Machine Learning,Chemical Physics,Data Analysis, Statistics and Probability,Biomolecules
What problem does this paper attempt to address?
This paper proposes a solution to the problem of machine learning relying on correlation rather than causal relationships in the analysis of chemical complexity. Current methods often require large amounts of data to capture the diversity of molecular space, but this may not accurately predict different chemical behaviors. The researchers introduce an active causal learning approach that identifies the smallest subset in the dataset that encodes the most information through strategic sampling and a graph loss function, revealing potential causal relationships. This method utilizes the identified causal relationships for systematic interventions and optimization design tasks, even in unexplored chemical spaces. The core of the paper is the development of an active learning workflow based on causal discovery models, which learns the structure-property relationships from data subsets and gradually extends to the entire dataset.
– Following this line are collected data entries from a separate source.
PR #617, opened 2021-11-03
init-network set open P2P if not localhost

tzemanovic:
this is a better default config for testnets as we want to enable P2P connections between users


juped:
force pushed this for our release candidate

PR #616, opened 2021-11-03
init-network create archive for anoma-network-config release

tzemanovic:
This PR adds tar.gz creation in `init-network` cmd that can be used to make a release for the anoma-network-config repo using a script from https://github.com/heliaxdev/anoma-network-config/pull/4. The command to `join-network` has been updated to then use the GH releases in https://github.com/anoma/anoma/pull/619

PR #601, opened 2021-10-29
[apps/client/utils] join-network: get configs from the whole base dir

tzemanovic:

Causal relationship analysis is performed through a linear causal model, selecting features from SMILES and molecular features, and then connecting these relationships through active learning and graph metrics. Finally, causal interventions are used to design molecules with specific properties, such as larger dipole moments. Experimental results show that the active learning dataset generated by this method converges to the global causal graph faster than randomly selected data, and achieves comparable predictive accuracy of dipole moments as a random forest model while preserving causal relationships. In addition, the paper demonstrates how to design molecules with high dipole moments through causal model interventions, which has potential applications in organic chemistry, drug design, and other fields. In summary, the paper aims to improve the accuracy and interpretability of molecular design by understanding and utilizing causal relationships, overcoming the limitations of relying solely on correlations.